> **Task description**:
Go through the material and return every line that contains the string "extend".

** Exercise data follows **

PR #58, opened 2017-07-12
Let ROS recurse_over_arrays, matching kubeclient

cben:
Kubeclient builds `RecursiveOpenStruct`s that also `recurse_over_arrays`:
https://github.com/abonas/kubeclient/blob/v2.4.0/lib/kubeclient/common.rb#L166
Some of our parser tests contain arrays; in some cases we compensate with nested call `RecursiveOpenStruct.new` calls, in some we pass arrays of hashes instead.
This PR ensure kubeclient-like inputs everywhere.

The helper function name was shamelessly engineered to avoid reindenting ;-) but I can easily change it if someone wants.

@miq-bot add-labels refactoring, test
@moolitayer @enoodle @zakiva please review.  I can do openshift too if you like this.

### DIFF
--- a/spec/models/manageiq/providers/kubernetes/container_manager/refresh_parser_spec.rb
+++ b/spec/models/manageiq/providers/kubernetes/container_manager/refresh_parser_spec.rb
@@ -6,7 +6,7 @@ describe ManageIQ::Providers::Kubernetes::ContainerManager::RefreshParser do
   describe "parse_namespace" do
     it "handles simple data" do
       expect(parser.send(:parse_namespace,
-                         RecursiveOpenStruct.new(
+                         array_recursive_ostruct(
                            :metadata => {
                              :name              => "proj2",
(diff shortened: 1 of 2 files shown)


cben:
BTW, I put it in spec_helper because a regular `def` was not accessible from "example group" scopes such as setting `example_component_statuses` — only inside `it`.  I tried turning all these group-level variables into `let` but couldn't because `example_component_statuses` is used in a loop that generates examples.  Sometimes RSpec is a pain...
Doing it in spec_helper with both `c.include` and `c.extend` allows usage both inside and outside examples.

cben:
@moolitayer @simon3z please review/merge.

moolitayer:
:+1: we have some more of those occurrences in `job_spec.rb` and `event_catcher_mixin_spec.rb`.
You might want to change those too, could save us some trouble in the future.

PR #59, opened 2017-07-13
Fix support_metrics function to include prometheus

yaacov:
**Description**

The kubernetes provider supports metrics from prometheus, currently the `supports_metrics?` fails to recognize this endpoint.

This PR fixes that.

BZ: https://bugzilla.redhat.com/show_bug.cgi?id=1470537

### DIFF
--- a/app/models/manageiq/providers/kubernetes/container_manager_mixin.rb
+++ b/app/models/manageiq/providers/kubernetes/container_manager_mixin.rb
@@ -5,6 +5,8 @@ module ManageIQ::Providers::Kubernetes::ContainerManagerMixin
   extend ActiveSupport::Concern
 
   DEFAULT_PORT = 6443
+  METRICS_ROLES = %w(prometheus hawkular).freeze
+
   included do
     default_value_for :port do |provider|
       # port is not a column on this table, it's delegated to endpoint.
@@ -15,7 +17,7 @@ module ManageIQ::Providers::Kubernetes::ContainerManagerMixin
   end
 
   def supports_metrics?
-    connection_configurations.hawkular != nil
+    endpoints.where(:role => METRICS_ROLES).exists?
   end
 
   module ClassMethods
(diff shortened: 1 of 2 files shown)


yaacov:
@miq-bot add_label compute/containers

@simon3z @cben @moolitayeri please review

app/models/manageiq/providers/kubernetes/container_manager_mixin.rb
```diff
@@ -15,7 +17,9 @@ module ManageIQ::Providers::Kubernetes::ContainerManagerMixin
   end
 
   def supports_metrics?
-    connection_configurations.hawkular != nil
+    roles = endpoints.pluck(:role)
+
+    METRICS_ROLES.any? { |r| roles.include?(r.to_s) }
```
cben: I believe you can write intersection `(METRICS_ROLES & roles).any?`.  Your call if that's prettier.

(If we had tons of endpoints optimal query would be `endpoints.where(role => METRICS_ROLES).exists?` but doesn't matter.)

spec/models/manageiq/providers/kubernetes/container_manager_spec.rb
```diff
@@ -9,6 +9,59 @@
     expect(described_class.raw_api_endpoint("::1", 123).to_s).to eq "https://[::1]:123"
   end
 
+  context "#supports_metrics?" do
+    before(:each) do
+      EvmSpecHelper.local_miq_server(:zone => Zone.seed)
+    end
+
+    it "regular provider has no metrics support" do
+      ems = FactoryGirl.create(
```
cben: can this use `FactoryGirl.build` ?  that would avoid actual DB writes, making tests faster.
(if it doesn't work, and with EMS it frequetly doesn't, no need to fight it, create is OK.)

yaacov: build fails here :-( keeping the create

moolitayer:
@yaacov did you test that https://github.com/ManageIQ/manageiq-providers-kubernetes/pull/20 on top of this PR is indeed collecting metrics?

yaacov:
> @yaacov did you test that #20 on top of this PR is indeed collecting metrics?

No, the scope of this PR is the correctness of the function `supports_metrics?` so the specs only check that

PR #60, opened 2017-07-13
[WIP] match registry to service with >1 port configs

cben:
Fixes a (theoretical) bug in matching registries host:ports we see in images to registry service(s) running in the cluster.  If the service has many ports, match would only succeed for last port (previous iterations of the loop were overwritten).

@miq-bot add-label bug
@simon3z I think this is very theoretical, no point backporting?

This PR only touches old hashes→save_inventory refresh, for now doing graph refresh with last-port logic and a TODO as I don't yet know how to implemet correct logic there.
Also adds tests to this part of the parser.  (With 1 port, it's also already covered in *openshift* repo VCR refersher_spec, which still passes.)

### DIFF
--- a/spec/models/manageiq/providers/kubernetes/container_manager/refresh_parser_spec.rb
+++ b/spec/models/manageiq/providers/kubernetes/container_manager/refresh_parser_spec.rb
@@ -1227,5 +1227,44 @@ describe ManageIQ::Providers::Kubernetes::ContainerManager::RefreshParser do
         )
       end
     end
+
+    describe "find_service_registry" do
+      it "handles no ports" do
+        expect(parser.send(:find_service_registry, [], "1.2.3.4")).to be nil
+      end
+
+      it "returns nil for no match" do
+        parser.send(:parse_container_image,
+                    "#10.20.30.40:1010/red-dragon/nodejs-ex@sha256:1234",
+                    "docker://sha256:5678")
+        port_configs = [
+          {:name => "1111-tcp", :protocol => "TCP", :port => 1111, :targetPort => 5000},
+        ]
+        expect(parser.send(:find_service_registry, port_configs, "1.2.3.4")).to be nil
+      end
+
+      it "finds first match" do
+        host = "172.30.185.88"
+        # pretend there exist registries on same host ports 5000 and 6000
+        parser.send(:parse_container_image,
+                    "#{host}:5000/red-dragon/nodejs-ex@sha256:1234",
+                    "docker://sha256:5678")
+        parser.send(:parse_container_image,
+                    "#{host}:6000/red-dragon/ruby-ex@sha256:2345",
+                    "docker://sha256:6789")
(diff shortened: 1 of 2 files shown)


spec/models/manageiq/providers/kubernetes/container_manager/refresh_parser_spec.rb
```diff
@@ -1173,4 +1173,98 @@
...
+                    "docker://sha256:5678")
+        port_configs = [
+          {:name => "1111-tcp", :protocol => "TCP", :port => 1111, :targetPort => 5000},
+        ]
+        expect(parser.send(:find_service_registry, port_configs, "1.2.3.4")).to be nil
+      end
+
+      it "finds first match" do
+        host = "172.30.185.88"
+        # pretend there exist registries on same host ports 5000 and 6000
```
zakiva: @cben is it possible? if yes, is there any special reason to take the first one?

cben: I've not seen this in the wild with openshift's registry, just theoretizing (one could `oc edit` the openshift registry, or run their own registry with custom config...)

In principle, service has many ports and should `has_many` registries.  Currently it `belongs_to` registry so we can only pick one.  I really don't expect multiple matches, didn't want to bother with a migration, just wanted a second unrelated port to not mask the one match...

But let's maybe wait until I figure how I'd do this with graph refresh.  (I mostly opened this PR so I can point a TODO to it).
@Ladas @agrare is there a way to set a field to multiple `find_lazy`, expecting 0 to 1 of them to succeed, and have the successful one win?
I'm getting the feeling I should migrate to reverse the relation...

cben: @simon3z or we can give up, decide to only ever match last port config and drop the non-functional loop?

Ladas: @cben sounds like we should really fix the DB relations :-)

Hm, for what you want, I would probably define a InventoryObjectLazyCollection / InventoryObjectLazyMulti, that would eat several InventoryObjectLazy, so we can correctly model the dependencies created by this. In some cases it could get complicated. :-)

cben: Hmm.  I'd rather reverse the DB relation :-)

Ladas: yeah, the cleanest solution is definitely having the DB modeling right :-)

cben:
I'm going to give up, until someone asks to fix this.

The fix here was partial (only old refresh).
If we really care about such situation, the much cleaner solution is to change schema.

However, I should salvage some tests from here, and delete to useless loop.

PR #61, opened 2017-07-13
remove obsolete pod_health_poll

enoodle:
It is not used anymore since the move to use readinessProbe in https://github.com/ManageIQ/manageiq/pull/14578


enoodle:
@moolitayer

PR #66, opened 2017-07-19
run provider generator to sync changes from core

durandom:
ran the generator again with

```bash
bundle exec rails g provider <name> --path ../
```

these are the changes.

### DIFF
--- a/config/settings.yml
+++ b/config/settings.yml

** End of Exercise data **

> **Output**:
Doing it in spec_helper with both `c.include` and `c.extend` allows usage both inside and outside examples.
   extend ActiveSupport::Concern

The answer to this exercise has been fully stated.